Затем он покачал головой и, меняя разговор, рассказал мне о той запущенности, в какой найду я парк и замок, совершенно необитаемый в течение тридцати двух лет.
От г-на Поля я узнал, что, живя здесь, его дядя, Оноре де Габри, был безжалостен к местным браконьерам, и дядины сторожа по ним стреляли, как по кроликам. Один из браконьеров, мстительный крестьянин, получивший заряд дроби в лицо от самого помещика, подстерег его однажды вечером из-за деревьев на проспекте и промахнулся на пустяк, задев ему пулей только кончик уха.
– Мой дядя, – добавил г-н Поль, – пытался рассмотреть, откуда был направлен выстрел, но не увидел ничего и своим обычным шагом вернулся в замок. Наутро он вызвал управляющего и приказал запереть парк и дом, чтобы ни одна живая душа не могла туда войти.
Он строго запретил чего-либо касаться, что-либо поддерживать или чинить в имении и постройках до своего возвращенья, а в заключение пробормотал сквозь зубы, что он вернется к Пасхе или к Троице, как то поется в песне; но так же, как и в песне, Троица прошла, а о нем ни слуху ни духу. В прошлом году он умер в Каннах, и мы, я и мой зять, первыми вошли в замок, заброшенный уже тридцать два года. Среди гостиной мы увидали выросший каштан. А чтобы гулять по парку – в нем еще надо провести аллеи.

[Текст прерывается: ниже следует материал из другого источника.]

PR #6231, opened 2020-10-21
Deepscan fixes - Parameter of local function is not used.

liranmauda:
### Explain the changes
- Deepscan fixes - Parameter  of local function  is not used.


liranmauda:
closing as @nimrod-becker removed `UNUSED_PARAM` from the deepscan rules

Спутник мой замолк, и среди шуршанья насекомых, копошившихся в траве, был слышен только мерный топот лошадиной рыси. В этом неясном лунном освещении копны пшеницы, расставленные на полях по обе стороны дороги, походили на высоких белых женщин, стоящих на коленях, и я отдался великолепию наивных обольщений ночи. Проехав в густой тени проспекта, мы повернули под прямым углом и покатили по господскому проезду, в конце которого внезапно появился черной массой замок с башенками наверху. Мы ехали мощеной дорогой, подходившей к «красному» двору и перекинутой через ров с проточной водой взамен давно разрушенного подъемного моста. Потеря моста, думается мне, явилась тем первым унижением, какое претерпела эта воинственная усадьба, прежде чем приняла миролюбивый вид и так же мирно встретила меня. Отраженье звезд в темной воде сверкало дивной чистотой. Г-н Поль, как вежливый хозяин, провел меня на самый верх до моей комнаты, в конце длинного коридора, и, извинившись за то, что не может меня представить своей супруге в такой поздний час, пожелал мне доброй ночи.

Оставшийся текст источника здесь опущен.